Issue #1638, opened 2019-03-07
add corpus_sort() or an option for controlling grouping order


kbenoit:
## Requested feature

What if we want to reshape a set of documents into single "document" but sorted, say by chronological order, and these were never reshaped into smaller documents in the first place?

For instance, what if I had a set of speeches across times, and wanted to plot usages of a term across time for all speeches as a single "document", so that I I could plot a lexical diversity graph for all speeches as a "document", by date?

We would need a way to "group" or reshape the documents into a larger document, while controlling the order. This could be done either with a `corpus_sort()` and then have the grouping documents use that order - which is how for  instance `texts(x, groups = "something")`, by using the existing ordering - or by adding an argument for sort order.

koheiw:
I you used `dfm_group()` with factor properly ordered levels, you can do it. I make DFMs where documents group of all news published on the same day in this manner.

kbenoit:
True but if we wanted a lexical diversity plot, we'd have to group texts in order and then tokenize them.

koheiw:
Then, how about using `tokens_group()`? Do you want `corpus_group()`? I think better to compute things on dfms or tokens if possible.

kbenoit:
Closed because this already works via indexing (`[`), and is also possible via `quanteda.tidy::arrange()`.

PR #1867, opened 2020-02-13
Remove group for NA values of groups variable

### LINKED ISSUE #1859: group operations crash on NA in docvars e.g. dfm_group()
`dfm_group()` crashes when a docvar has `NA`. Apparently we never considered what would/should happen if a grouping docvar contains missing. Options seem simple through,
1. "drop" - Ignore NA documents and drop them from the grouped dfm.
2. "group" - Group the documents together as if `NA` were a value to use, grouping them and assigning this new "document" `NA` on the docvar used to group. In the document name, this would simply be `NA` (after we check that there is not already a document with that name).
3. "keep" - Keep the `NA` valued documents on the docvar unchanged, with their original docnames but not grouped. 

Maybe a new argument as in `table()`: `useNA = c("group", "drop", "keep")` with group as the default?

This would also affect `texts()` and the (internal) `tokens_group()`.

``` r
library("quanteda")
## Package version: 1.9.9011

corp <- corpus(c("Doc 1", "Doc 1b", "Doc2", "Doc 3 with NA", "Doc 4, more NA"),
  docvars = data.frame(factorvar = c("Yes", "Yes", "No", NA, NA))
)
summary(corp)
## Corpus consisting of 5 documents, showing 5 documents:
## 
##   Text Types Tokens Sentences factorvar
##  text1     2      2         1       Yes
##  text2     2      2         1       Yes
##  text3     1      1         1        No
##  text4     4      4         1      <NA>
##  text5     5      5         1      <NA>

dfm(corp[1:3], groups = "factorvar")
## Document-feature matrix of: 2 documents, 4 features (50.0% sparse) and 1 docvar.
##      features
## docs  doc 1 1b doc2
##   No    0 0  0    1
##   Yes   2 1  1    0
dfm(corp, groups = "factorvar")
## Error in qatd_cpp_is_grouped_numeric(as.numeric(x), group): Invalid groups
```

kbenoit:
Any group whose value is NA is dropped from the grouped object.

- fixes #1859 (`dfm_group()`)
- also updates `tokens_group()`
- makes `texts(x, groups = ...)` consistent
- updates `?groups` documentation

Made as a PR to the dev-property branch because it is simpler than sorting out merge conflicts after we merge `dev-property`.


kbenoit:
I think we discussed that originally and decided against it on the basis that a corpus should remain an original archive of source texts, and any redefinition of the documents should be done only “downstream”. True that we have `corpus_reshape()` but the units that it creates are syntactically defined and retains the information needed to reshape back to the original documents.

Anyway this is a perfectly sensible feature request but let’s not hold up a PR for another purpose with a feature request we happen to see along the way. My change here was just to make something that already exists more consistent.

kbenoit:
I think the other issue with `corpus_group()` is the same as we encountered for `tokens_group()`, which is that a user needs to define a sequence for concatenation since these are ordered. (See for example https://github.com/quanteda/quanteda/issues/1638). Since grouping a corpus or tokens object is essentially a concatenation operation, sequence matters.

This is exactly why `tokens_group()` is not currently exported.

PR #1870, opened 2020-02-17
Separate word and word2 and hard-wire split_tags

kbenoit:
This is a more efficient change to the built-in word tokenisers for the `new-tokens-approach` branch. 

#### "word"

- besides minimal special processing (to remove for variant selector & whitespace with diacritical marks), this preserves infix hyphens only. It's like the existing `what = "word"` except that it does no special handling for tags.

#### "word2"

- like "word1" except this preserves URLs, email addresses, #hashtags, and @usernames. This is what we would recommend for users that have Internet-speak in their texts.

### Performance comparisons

•••••

Goal of the exercise - Search the listing above for the lines with "Anyway this is" and "I think the", then output those lines and all lines between them exactly.

Task answer -
Anyway this is a perfectly sensible feature request but let’s not hold up a PR for another purpose with a feature request we happen to see along the way. My change here was just to make something that already exists more consistent.

kbenoit:
I think the other issue with `corpus_group()` is the same as we encountered for `tokens_group()`, which is that a user needs to define a sequence for concatenation since these are ordered. (See for example https://github.com/quanteda/quanteda/issues/1638). Since grouping a corpus or tokens object is essentially a concatenation operation, sequence matters.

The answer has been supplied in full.